April 13, 2018 10:01:15 AM
Sunday will mark the kick-off for a new Starkville In Motion Adopt-A-Park program at J.L. King Park.
The program was originally scheduled for Saturday, but has been pushed to 1 p.m. Sunday due to expected severe weather.
Starkville In Motion treasurer Chris Ayers said the program, which allows community organizations to adopt parks, is an effort to get more people involved in Starkville's parks.
"We wanted to try and get various community organization in Starkville to adopt local parks," Ayers said. "The idea is maybe once a month, they'd go out and do a bit of cleanup and assess things they'd like to see fixed or changed in the park and relay that to our organization so we can send it to the Parks Department."
Sunday's event will begin with the Oktibbeha County chapter of the National Association for the Advancement of Colored People (NAACP) working at J.L. King Park.
"The NAACP always likes to partner with other community organizations," Oktibbeha County chapter president Chris Taylor said. "We decided to adopt J.L. King because it's in the black community."
J.L. King Park has received more upgrades than any other park in Starkville's system in the past few months, according to Parks Department Interim Director Gerry Logan.
Logan said the department installed a new 65-foot by 45-foot playground at the park earlier this year and recently received a $2,000 grant to install a nine-hole disc golf course. He said the park's pavilions have recently gotten roof upgrades, and the parks department completed some upgrades to the softball fields over the winter.
Logan said he was happy to see local organizations getting involved in the park system.
"It's definitely good to have volunteer groups and local groups interested in helping us out," he said. "There's always a ton of needs in our park system around town. We're glad to have folks who can help and can definitely complement what we do. We're glad that they've shown the interest and are going in that direction to have their first cleanup, weather permitting."
Ayers said Sunday's event isn't only limited to members of the NAACP.

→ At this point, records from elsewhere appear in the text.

PR #3073, opened 2025-01-30
refactor(.ds-input): split class into smaller pieces

Barsnes:
This is a PR with a suggestion on how we can split `.ds-input` to make it more maintainable and easier to name variables for different cases.

This one class currently handles textinput, textarea, radio, checkbox, switch, select.. 
By splitting it, and only setting variables where we need them, we make it easier to not get a lot of intersecting variables.

As for docs, I think this is something we should document right away, at least the selectors we use, It could be benefitial to not combine radio and checkbox, as I have done - we'll explore and discuss.

### DIFF
--- a/packages/css/src/button.css
+++ b/packages/css/src/button.css
@@ -47,26 +47,6 @@
     --dsc-button-border-color: currentColor;
   }
 
-  &[data-color] {
-    --dsc-button-background--active: var(--ds-color-base-active);
-    --dsc-button-background--hover: var(--ds-color-base-hover);
-    --dsc-button-background: var(--ds-color-base-default);
-    --dsc-button-color: var(--ds-color-base-contrast-default);
-    --dsc-button-color--hover: var(--ds-color-base-contrast-default);
-
-    &[data-variant='secondary'],
-    &[data-variant='tertiary'] {
-      --dsc-button-background: transparent;
-      --dsc-button-background--active: var(--ds-color-surface-active);
-      --dsc-button-background--hover: var(--ds-color-surface-hover);
-      --dsc-button-color: var(--ds-color-text-subtle);
-      --dsc-button-color--hover: var(--ds-color-text-default);
-    }
-    &[data-variant='secondary'] {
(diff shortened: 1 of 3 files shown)


Barsnes:
Only setting to review to get visual tests going

Barsnes:
They all passed, so feel free to give suggestions on how we can improve this further

mimarz:
hmm, I don't know. Kinda torn on having multiple CSS variables for color invalid state. This means you need to know which variables are meant for each input type, instead of just having the one or two. I feel like this makes it more complex than needed downstream to use this 🤔

eirikbacker:
> hmm, I don't know. Kinda torn on having multiple CSS variables for color invalid state. This means you need to know which variables are meant for each input type, instead of just having the one or two. I feel like this makes it more complex than needed downstream to use this 🤔

Agree on this.

Also, I like the separation, but think we should still group the state-styling, so we do not need repeating code just to get the specificity right. This was the state handling before, ensuring correct styling for all input flavours:

```
/**
 * States
 */
.ds-input:checked,
.ds-input:indeterminate:where([type='checkbox']) {
  background: var(--dsc-input-color--checked);
  border-color: var(--dsc-input-color--checked);
  color: var(--dsc-input-stroke-color--checked);
}

.ds-input:disabled,
.ds-input[aria-disabled='true'] {
  cursor: not-allowed;
  opacity: var(--ds-disabled-opacity);
}

.ds-input[aria-invalid='true'] {
  border-color: var(--dsc-input-color--invalid);

  &:where(:checked, :indeterminate) {
    background: var(--dsc-input-color--invalid);
    color: var(--dsc-input-stroke-color--invalid);
  }
}

/* Using attribute [readonly] since pseudo selector :read-only is always true for checkbox, radio and select */
.ds-input[readonly] {
  background: var(--dsc-input-background--readonly);
  border-color: var(--dsc-input-border-color--readonly);
  color: var(--dsc-input-color--readonly);

  @media (forced-colors: active) {
    border-color: GrayText;
  }
}
```

PR #3074, opened 2025-01-30
fix(Button): make spinner scale, correct `loading` type

Barsnes:
reported on slack: https://designsystemet.slack.com/archives/C05RK9VEGJ0/p1738225466761249


mimarz (changes requested):
Missing changeset for `loading` now accepting a `ReactNode` for custom loader

mimarz (approved):

PR #3079, opened 2025-01-31
chore: add support for single stories used for visual testing

unekinn:
## Changes:
- **Stories are by default not visually tested unless they have a `.chromatic` file**
- Add `createSingleStory` for combining existing stories into one
- Added new file convention `.chromatic.tsx` for opt-in stories used for visual tests in Chromatic 
- Stories with interaction will stay as single stories


mimarz (approved):
Very very nice to get that test number down.

PR #145, opened 2025-01-13
fix: Multiple "concurrent" calls to `init` causing multiple fetches.

typotter:
---
labels: mergeable
---
Fixes: #FF-3708

## Motivation and Context
Eppo saw a dramatic increase in requests to the API and it was determined through investigation that multiple calls to `init` were being made before previous calls finished. Our code did not handle that case and would run the initialization workload (including fetching) for each `init` call until one of them resolved. This is bad because it causes additional network and CPU load for the client and increases the cost of delivery for Eppo.

## Description
- Map of API Key => Promise<EppoClient>
- init-wrapping method (`init` renamed to `exclusiveInit` and new method named `init` to preserve API).
- check the map for a value at the start of `init` and delegate if one exists.
- delete the value from the map when init completes - this indicates that the initialization workload is complete

## How has this been tested?
- new tests

### DIFF
--- a/src/index.spec.ts
+++ b/src/index.spec.ts
@@ -503,6 +503,40 @@ describe('initialization options', () => {
     expect(callCount).toBe(2);
   });
 
+  it('Multiple Inits', async () => {
+    let callCount = 0;
+
+    global.fetch = jest.fn(() => {
+      ++callCount;
+      return Promise.resolve({
+        ok: true,
+        status: 200,
+        json: () => Promise.resolve(mockConfigResponse),
+      });
+    }) as jest.Mock;
+
+    const inits: Promise<EppoClient>[] = [];
+    [...Array(10).keys()].forEach(() => {
+      inits.push(
+        init({
+          apiKey,
+          baseUrl,
+          assignmentLogger: mockLogger,
+        }),
+      );
+    });
+
+    // Advance timers mid-init to allow retrying
+    await jest.advanceTimersByTimeAsync(maxRetryDelay);
+
+    // Await for all the initialization calls to resolve
+    const client = await Promise.race(inits);
+    await Promise.all(inits);
+
+    expect(callCount).toBe(1);
+    expect(client.getStringAssignment(flagKey, 'subject', {}, 'default-value')).toBe('control');
+  });
+
   it('do not reinitialize if already initialized', async () => {
     let callCount = 0;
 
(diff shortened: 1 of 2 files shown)


src/index.spec.ts
```diff
@@ -503,6 +503,104 @@ describe('initialization options', () => {
...
+
+    // Advance timers mid-init to allow retrying
+    await jest.advanceTimersByTimeAsync(maxRetryDelay);
+
+    // Await for all the initialization calls to resolve
+    const client = await Promise.race(inits);
+    await Promise.all(inits);
+
+    expect(callCount).toBe(1);
+    expect(client.getStringAssignment(flagKey, 'subject', {}, 'default-value')).toBe('control');
```
felipecsl, line 537: nice test

src/index.ts
```diff
@@ -315,6 +315,13 @@ export function offlineInit(config: IClientConfigSync): EppoClient {
   return EppoJSClient.instance;
 }
 
+type APIKey = string;
```
felipecsl, line 318: nit: `SDKKey` is more accurate to avoid confusion

src/index.ts
```diff
@@ -323,6 +330,24 @@ export function offlineInit(config: IClientConfigSync): EppoClient {
...
+    return _initPromise;
+  }
+
+  _initPromise = explicitInit(config);
+  _initializationPromises.set(config.apiKey, _initPromise);
+
+  return _initPromise.then((client) => {
+    _initializationPromises.delete(config.apiKey);
+    return client;
+  });
```
felipecsl, line 346: since this is an `async function`, you can just `await _initPromise` instead of using `then`, that's a bit cleaner

src/index.ts
```diff
@@ -323,6 +330,24 @@ export function offlineInit(config: IClientConfigSync): EppoClient {
...
+}
```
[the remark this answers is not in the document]
typotter: 😳 not enough coffee to remember I was writing javascript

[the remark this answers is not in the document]
felipecsl: 🤣

src/index.ts
typotter: agreed

src/index.ts
typotter: done

typotter:
Thanks for the review, Felipe. ptal

felipecsl (approved):
🚢

PR #149, opened 2025-01-16
fix: allow empty string for precomputedConfiguration

sameerank:
---
labels: mergeable
---
Fixes: #__issue__

## Motivation and Context

## Description

We noticed an uncaught exception when `precomputedConfiguration` is an empty string. To be consistent with the online `precomputedInit`, this function should also always return an instance if `throwOnFailedInitialization` is `false`

## How has this been tested?

[//]: # (OPTIONAL)

### DIFF
--- a/src/index.spec.ts
+++ b/src/index.spec.ts
@@ -1342,4 +1342,25 @@ describe('EppoClient config', () => {
     expect(retryManager['config']['maxRetryDelayMs']).toEqual(3);
     expect(retryManager['config']['maxRetries']).toEqual(4);
   });
+
+  it('handles empty precomputed configuration string', () => {
+    // Test with throwOnFailedInitialization = true (default)
+    expect(() =>
+      offlinePrecomputedInit({
+        precomputedConfiguration: '',
+      }),
+    ).toThrow('Invalid precomputed configuration wire');
+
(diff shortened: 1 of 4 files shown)


src/index.spec.ts
```diff
@@ -1342,4 +1342,25 @@ describe('EppoClient config', () => {
     expect(retryManager['config']['maxRetryDelayMs']).toEqual(3);
     expect(retryManager['config']['maxRetries']).toEqual(4);
   });
+
+  it('handles empty precomputed configuration string', () => {
+    // Test with throwOnFailedInitialization = true (default)
+    expect(() =>
+      offlinePrecomputedInit({
+        precomputedConfiguration: '',
```
leoromanovsky, line 1350: is the exception specifically an empty string or any malformed configuration json?

leoromanovsky (approved):

src/index.spec.ts
sameerank: The exception specifically in mind was an empty string which seems likely to be a fallback in loading the configuration string, i.e.

```
let configuration = '';
... and then set configuration to precomputed string
```

but this would also catch any other string that cannot be parsed to json, which is useful too. The precomputed configuration should always be valid json

PR #158, opened 2025-01-21
fix: solve race condition resulting in empty, uninitialized configuration store.

typotter:
_Eppo Internal_
Fixes: FF-3708

## Motivation and Context
A race condition existed whereby the reading entries and metadata from the persistent store could invert resulting in a "ready" EppoClient which had an uninitialized (and empty) configuration store.
When a client is initialized and immediately used for assignment, it will sometimes return the default instead of a computed assignment. This was eventually determined to be caused by a set of race conditions affecting the initialization flow.

## Description
- First, we enumerate the possible status of a configuration load attempt (failed, incomplete, complete) and config sources `ConfigSource`
- Next, we more explicitly track which attempt finishes first and its status. Similarly for the second attempt if the first did not complete.
- Check to see if the configuration store `isInitialized()` when the `fetchConfiguration` method returns. This verifies whether the fetch _actually set any data in the configuration store_ and is the only signal we have at this level that the fetch logic either fetched and stored config, encountered an error, got an invalid config response, _or gave up on the fetch because the config store was not yet expired_

## How has this been tested?
- new test case exercising the race condition
- painstaking debugging of other tests to understand all the fine details of the config loading flow and its dependencies


src/index.spec.ts
```diff
@@ -538,7 +538,7 @@ describe('initialization options', () => {
     expect(client.getStringAssignment(flagKey, 'subject', {}, 'default-value')).toBe('control');
   });
 
-  it('only fetches/does initialization workload once per API key if init is called multiple times concurrently', async () => {
+  it.skip('only fetches/does initialization workload once per API key if init is called multiple times concurrently', async () => {
```
typotter, line 541: So, this test fails, not because of the change made in `index.ts` to only buffer one initialization attempt. It fails because the SDK does not actually support instantiating and using multiple clients with different SDKs. The initialization method does all the work on the EppoJsClient.instance singleton. Thus, when init is called with a second SDK/API Key, it overwrites the config store and other properties of the instance loading the first key. By the time all the inits in this test are queued, the reference to `configurationStore` [here](https://github.com/Eppo-exp/js-client-sdk/pull/158/files#diff-a2a171449d862fe29692ce031981047d7ab755ae7f84c707aef80701b3ea0c80R502) gets out of sync with `instance.configurationStore` for all but the last SDK key to resolve

aarsilv: Ah I see the issue is with multiple _different_ API keys. I agree this is currently unsupported functionality. Consider either removing this or adding a comment on how it's commented out because we don't support this... YET

src/index.spec.ts
```diff
@@ -1137,6 +1141,69 @@ describe('initialization options', () => {
...
+      // Complete the "load from cache"
+      if (entriesPromise.resolve) {
+        entriesPromise.resolve(mockConfigResponse.flags);
+      } else {
+        throw 'Error running test';
+      }
+
+      // Await so it can finish its initialization before this test proceeds
+      const client = await initPromise;
+      expect(callCount).toBe(0);
```
aarsilv, line 1203: 👍

src/index.spec.ts
```diff
@@ -1378,3 +1445,20 @@ describe('EppoClient config', () => {
     });
   });
 });
+
+/**
+ * A wrapper for a promise which allows for later resolution.
+ */
+class DeferredPromise<T> {
```
aarsilv, line 1452: ❗ woah neato!

Cool concept this would have cleaned up many of the other tests in here had I thought of this 🤦

src/index.ts
```diff
@@ -350,17 +349,15 @@ export async function init(config: IClientConfig): Promise<EppoClient> {
   validation.validateNotBlank(config.apiKey, 'API key required');
 
   // If there is already an init in progress for this apiKey, return that.
-  let initPromise = initializationPromises.get(config.apiKey);
-  if (initPromise) {
-    return initPromise;
+  // let initPromise = initializationPromises.get(config.apiKey);
```
aarsilv, line 352: shall we remove this line?

src/index.ts
```diff
@@ -459,60 +456,103 @@ async function explicitInit(config: IClientConfig): Promise<EppoClient> {
...
-    const attemptInitFromConfigStore = configurationStore
+    const attemptInitFromConfigStore: ConfigurationLoadAttempt = configurationStore
       .init()
       .then(async () => {
         if (!configurationStore.getKeys().length) {
           // Consider empty configuration stores invalid
           applicationLogger.warn('Eppo SDK cached configuration is empty');
           initFromConfigStoreError = new Error('Configuration store was empty');
-          return '';
+          return ConfigLoaderStatus.DID_NOT_PRODUCE;
```
aarsilv, line 474: enums making this much cleaner 👌

src/config-loader.ts
```diff
@@ -0,0 +1,16 @@
...
+  COMPLETED, // Useful configuration was successfully loaded into the configuration store from this source.
+}
+
+export enum ConfigSource {
+  CONFIG_STORE,
+  FETCH,
+  NONE,
+}
+
+export type ConfigurationLoadAttempt = Promise<[ConfigSource, ConfigLoaderStatus]>;
```
aarsilv, line 16: Typically, I'd expect to see this as an object (as opposed to an array) as it would make accessing the two fields a bit more explicit, but I don't have a strong preference either way

src/index.ts
```diff
@@ -459,60 +456,103 @@ async function explicitInit(config: IClientConfig): Promise<EppoClient> {
...
+      initializationSource = await secondAttempt.then(([source, result]) => {
+        return result === ConfigLoaderStatus.COMPLETED ? source : ConfigSource.NONE;
+      });
     }
 
-    if (!initializationSource) {
-      // both failed, make the "fatal" error the fetch one
-      initializationError = initFromFetchError;
+    if (initializationSource === ConfigSource.NONE) {
+      console.log(initFromConfigStoreError);
```
aarsilv, line 549: `applicationLogger.warn()`?

src/index.ts
```diff
@@ -459,60 +456,103 @@ async function explicitInit(config: IClientConfig): Promise<EppoClient> {
...
+      .then((status) => {
+        return [ConfigSource.CONFIG_STORE, status];
       });
-    const attemptInitFromFetch = instance
+
+    const attemptInitFromFetch: ConfigurationLoadAttempt = instance
       .fetchFlagConfigurations()
-      .then(() => 'fetch')
+      .then(() => {
+        console.log(instance.getFlagConfigurations());
```
aarsilv, line 503: probably want to clean this up

src/index.ts
```diff
@@ -459,60 +456,103 @@ async function explicitInit(config: IClientConfig): Promise<EppoClient> {
...
+        if (configurationStore.isInitialized()) {
+          // If fetch has won the race and the configStore is initialized, that means we have a successful load and the
+          // fetched data was used to init.
+          return ConfigLoaderStatus.COMPLETED;
+        } else {
+          // If the config store is not initialized and the fetch says it is done, that means the fetch did not set any
+          // values into the config store (ex:the cache is not expired or invalid config data was received).
```
aarsilv, line 510: If the cache is not expired then it would be initialized wouldn't it? I think did not produce means it was invalid or empty

src/index.ts
```diff
@@ -459,60 +456,103 @@ async function explicitInit(config: IClientConfig): Promise<EppoClient> {
...
-    if (!initializationSource) {
-      // First attempt failed, but we have a second at bat that will be executed in the scope of the top-level try-catch
-      if (!initFromConfigStoreError) {
-        initializationSource = await attemptInitFromConfigStore;
-      } else {
-        initializationSource = await attemptInitFromFetch;
-      }
+    // attemptInitFromFetch only has side effects if `skipInitialRequest` is false.
+    if (!config.skipInitialRequest) {
+      racers.push(attemptInitFromFetch);
```
aarsilv, line 529: No more slightly delayed start for fetch? How do we prevent fetch from trying if the configuration store inits very quickly? Or is this the new paradigm where by the time we get here everything should be initialized? (sorry--hard for me to keep track of all the conversation 😛 )

aarsilv (approved):
Nice job sussing this all out!

Approving assuming fetches won't be made if a valid, unexpired cache exists. I _think_ this is true based on the automated test, but it is hard for me to see what is stopping that at the code. Is it because we now initialize our factory-created stores off the bat?

src/index.ts
typotter: thrown/logged later; removed

src/index.ts
typotter: The poller callback does a check to see if the config is expired before making the actual network call. This happens in the common lib. Added some more comments here and elsewhere.

PR #164, opened 2025-01-28
feat: assignment cache to dedupe logging by the precomputed client

sameerank:
---
labels: mergeable
---
Fixes: #__issue__

## Motivation and Context

The precompute client needs the assignment cache to dedupe assignments. This is central functionality of the SDKs, not a nice-to-have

"Any volunteers or individuals in the community that want to join a group or help multiple groups, or people who live in that neighborhood or maybe aren't in an organization can still go out and help them," he said.
More programs are likely coming for other parks. Ayers said the Lions Club has adopted the community center and recreation areas in the Needmore neighborhood, and Starkville Community Church has adopted Moncrief Park.
He said Starkville in Motion has partnered with Keep Starkville Beautiful to help get volunteers and supplies.
Ayers said he hopes the program will help foster discussions between the community and the parks department.
"Sometimes people complain about the condition of some of our parks and we are an organization that wants people to be active and healthy in the community," Ayers said. "Part of that is these organizations that have members in the area near those parks can take responsibility in helping to make the changes they'd like to see.
"The parks department has limited budget and staff, so the community can help with giving them details on what needs to be done and what they'd like to see done," he added.
For organizations that would like to adopt a park, Ayers said a form is available at www.starkvilleinmotion.org.